= Domácí násilí: Game over =

2003 video game

Domácí násilí: Game over is a 2003 domestic abuse-themed Czech adventure video game developed by Centauri Productions and published by MPSV.

== Development ==
The game was commissioned by the Czech government's Ministry of Labour and Social Affairs, in order to promote among young people aged 15–25 its information campaign against domestic violence. A total of CZK 3.4 million was set aside from the government budget for the campaign; of this, 1.4 million was for the creation of materials and 2 million for dissemination. In addition to the game, advertisements and commercials were also developed for the campaign, which appeared in cinemas, promotional leaflets, billboards and brochures. Centauri Productions, who had worked on the sequel to the popular adventure series Gooka, was chosen to develop the title. The developers used the same engine - CPAL3D - they had used to create Gooka 2.

=== Educational goals ===
The purpose of the game is to teach players mutual tolerance, understanding and problem-solving in a non-combative way. According to Doupe.cz, this was the first time that Czech politicians had attempted to change public opinion and behaviour in the form of a computer game.
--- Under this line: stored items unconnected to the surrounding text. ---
PR #424, opened 2018-02-12
Handle single-point timeseries plotting bug in our highcharts wrappers.

jsperhac:
## Description

*This pr is intended to address plotting of single point datasets, regardless of selected time aggregation. (The second commit does the same for non-timeseries plots so they display properly in e.g. Summary tab.)* 

This change fixes some faulty logic that determines whether plot point markers will be displayed in line and area charts. Previously, a blank plot resulted from plotting a dataset with a single timeseries point and a long Duration with daily aggregation. 

Example: Usage tab plot with single y data point and more than 30 time points appears to be empty (note that not all x-axis time points are labeled here):
single-point-before

Whereas: Fix to line plot with single y data point and more than 30 time points correctly displays the point:
single-point-after

The change counts up *y* points (plottable points) in timeseries datasets. If a single y point is present, it is plotted with a point marker. Otherwise, the previous logic is used. Namely, XDMoD displays point markers only if fewer than n x-axis points are present (NOTE: n=30 in Usage, n=21 in Metric Explorer. The n value is not changed in this fix.). 

Both the Usage adapter and the HighchartsTimeseries class were changed in this fix.

### Update: a second commit

I have added a second commit which also makes this fix in both timeseries and non-timeseries charts displayed in the Summary tab. 

Here's a Summary tab aggregate chart, prior to the fix. It should contain a single point:
uncorrected-single-agg-summary

With the second commit, the point is visible:
corrected-single-agg-summary

Here's another example from the Summary tab, showing timeseries charts.

Before fix, Summary tab chart does not display single point data series:
uncorrected-single-point-summary

After the fix, single point data series are displayed:
corrected-single-point-summary

## Motivation and Context

This fix addresses the case in which a single data point is being plotted in a timeseries chart for which there are more than 30 x-axis timepoints. For area or line plots, that single point was not displayed until mouseover of the chart area. 

This issue was found during tests for 7.1. See remarks here:
https://app.asana.com/0/14787510600562/550096118806901

### Second commit

The second commit I added also applies this logic to charts displayed in the Summary tab. Note that aggregate (non-timeseries) charts must also be considered!

## Tests performed

Change was tested by hand atop 7.1 code base. Note that the parameter whose calculation is changed in this fix is not used to do anything but turn plot point markers on and off.

Checked carefully: Sparse plots, such as Jobs summary plots with User quick filter enabled; toggling between timeseries and non-ts plots; single plot under multiple Durations. 

Comments are welcome as to whether existing tests need to be adapted for this!

## Types of changes

Note that this may cause a change to tests that involved plots that incorrectly showed no data...

## Checklist:

### DIFF
--- a/classes/DataWarehouse/Access/Usage.php
+++ b/classes/DataWarehouse/Access/Usage.php
@@ -696,6 +696,7 @@ class Usage extends Common
 
                 // For each data series...
                 $primaryDataSeriesRank = $usageOffset;
+
                 array_walk($meChart['series'], function (
                     &$meDataSeries,
                     $meDataSeriesIndex
@@ -743,9 +744,22 @@ class Usage extends Common
 
                     // If this is the primary data series and the chart is not a
                     // thumbnail, use line markers if and only if the number of
-                    // points is less than or equal to 30.
+                    // data points is less than or equal to 30,
+                    // or if there's a single y series data point.
                     if ($isPrimaryDataSeries && !$thumbnailRequested) {
-                        $meDataSeries['marker']['enabled'] = count($meDataSeries['data']) <= 30;
+                        // is there a single y data point?
+                        $y_values_count = 0;
+                        foreach ($meDataSeries['data'] as $value) {
+                            if ($value['y'] !== null ) {
+                                ++$y_values_count;
+                            }
+                            // we are only interested in the == 1 case
+                            if ($y_values_count > 1) {
+                                break;
+                            }
+                        }
+                        $meDataSeries['marker']['enabled'] = $y_values_count == 1 ||
+                                            count($meDataSeries['data']) <= 30;
                     }
 
                     // If this is a trend line data series...
--- a/classes/DataWarehouse/Visualization/HighChartTimeseries2.php
+++ b/classes/DataWarehouse/Visualization/HighChartTimeseries2.php
@@ -586,11 +586,11 @@ class HighChartTimeseries2 extends HighChart2
                                 break;
                             }
                         }
-                        // Display markers for scatter plots, or for non-thumbnail plots
-                        // with fewer than 21 points or with a single y value.
+                        // Display markers for scatter plots, non-thumbnail plots of data series
+                        // with fewer than 21 points, or for any data series with a single y value.
                         $showMarker = $data_description->display_type == 'scatter' ||
-                            ( ($y_values_count == 1 || $values_count < 21) &&
-                            $this->_width > \DataWarehouse\Visualization::$thumbnail_width);
+                            ($values_count < 21 && $this->_width > \DataWarehouse\Visualization::$thumbnail_width) ||
+                            $y_values_count == 1;
 
                         $isRemainder = $dataTruncated && ($yIndex === $numYAxisDataObjects - 1);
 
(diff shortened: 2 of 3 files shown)


classes/DataWarehouse/Access/Usage.php
```diff
@@ -740,9 +741,17 @@ public function getCharts(XDUser $user, $chartsKey = 'data') {
 
                     // If this is the primary data series and the chart is not a
                     // thumbnail, use line markers if and only if the number of
-                    // points is less than or equal to 30.
+                    // data points is less than or equal to 30,
+                    // or if there's a single y series data point.
                     if ($isPrimaryDataSeries && !$thumbnailRequested) {
-                        $meDataSeries['marker']['enabled'] = count($meDataSeries['data']) <= 30;
+                        $yValues = array();
```
jpwhite4: Seems unnecessary to build an array in order to count the number of entries in it. You could just increment a counter.

classes/DataWarehouse/Access/Usage.php
```diff
@@ -740,9 +741,17 @@ public function getCharts(XDUser $user, $chartsKey = 'data') {
...
+                        foreach ($meDataSeries['data'] as $value) {
+                            if (is_array($value) && $value['y'] !== null ) {
+                                $yValues[] = $value['y'];
+                            }
+                        }
+                        $meDataSeries['marker']['enabled'] = (count($yValues) == 1 ||
```
jpwhite4: Why not just show the marker if yValuesCount < 30?

classes/DataWarehouse/Visualization/HighChartTimeseries2.php
```diff
@@ -571,7 +572,18 @@ public function configure(
                         }
 
                         $values = $yAxisDataObject->getValues();
+
+                        // Decide whether to show data point markers:
                         $values_count = count($values);
+                        // Count datapoints having actual, non-null y values:
+                        $y_values_count = count(array_filter($values, function ($value) {
```
jpwhite4: How come you use an array_filter here but an explicit loop in the change for Usage.php?

classes/DataWarehouse/Access/Usage.php
jsperhac: Your suggestion was my initial approach to this bug--but it changes the appearance of these sparse plots. I feel the change is for the better, but still, it's a change. Examples:

Using yValuesCount < 30 :
ten-points-after

Initial appearance:
ten-points-before

classes/DataWarehouse/Access/Usage.php
jsperhac: Good point, I'm not doing anything else with the array.

classes/DataWarehouse/Visualization/HighChartTimeseries2.php
jsperhac: In Usage.php the y values are nested more deeply and it was simpler to take apart as an explicit loop. Granted, it would be tidier to be consistent.

classes/DataWarehouse/Access/Usage.php
jpwhite4: Sound good.

PR #428, opened 2018-02-14
Updating styles to be more consistent

plessbd:
Make spacing more consistent
view branch name for further explanation...

Before

screen shot 2018-02-14 at 11 20 24 am

After
screen shot 2018-02-14 at 11 19 31 am


plessbd:
I am glad you got that I purposefully set the spacing of the title :)

PR #429, opened 2018-02-14
Attempt to provide drilldown filtering for group bys

ryanrath:
## Description
This is a rough draft of providing the ability to filter out specific group bys ( via configuration file ) in OpenXDMoD while keeping the behavior the same in XSEDE. 

## Motivation and Context
We provide the ability to filter group_bys included as query descripters from the Usage tab / Metric Explorer Tab via roles.json->roles->role->query_descripters->query_descripter->show/hide. Where as the ability to filter a group_by from drop down lists is only accessible from within the GroupBy*.php code `[get|set]AvailableOnDrilldown`. 

These changes allow us to provide a 'visible' property for group_by records in datawarehouse.json that, in OpenXDMoD, when false will keep the group_by from appearing in the drill down list. 

## Tests performed
Manual Tests: 

**Test 1:**
- Login to OpenXDMOD
- Click the 'Usage' Tab
- Ensure that 'Jobs by Service Provider' is not visible 
- Plot some data from Jobs
- Click a point
- Ensure that 'Service Provider' is not included in the 'Drilldown to:' menu. 

**Test 2:**
- Login to XSEDE XDMoD
- Click the 'Usage' Tab
- Ensure that 'Jobs by Service Provider' is visible 
- Plot some data from Jobs
- Click a point
- Ensure that 'Service Provider' is included in the 'Drilldown to:' menu.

According to Tiscali.cz, the game's title, "Game over", is a metaphor that represents the loss of happiness and even life that domestic abuse can cause.

== Gameplay ==
This free-to-play game was inspired by The Sims. Players decide on the physical appearance of their two main characters, who are then are given fifty thousand crowns to design their home. Within the game, the player controls the lives of the married couple while maintaining the strength of their relationship. Delaying or neglecting to fulfil the man's wants and needs will lead to domestic abuse, the couple splitting, and the end of the game.

== Critical reception ==
A review on Hrej.cz commented that it would be impossible to find a better freeware clone of The Sims. Bonusweb.cz said that the 3D game engine was cumbersome and at times slowed down the game. FreeHry.cz described the game as "above-average".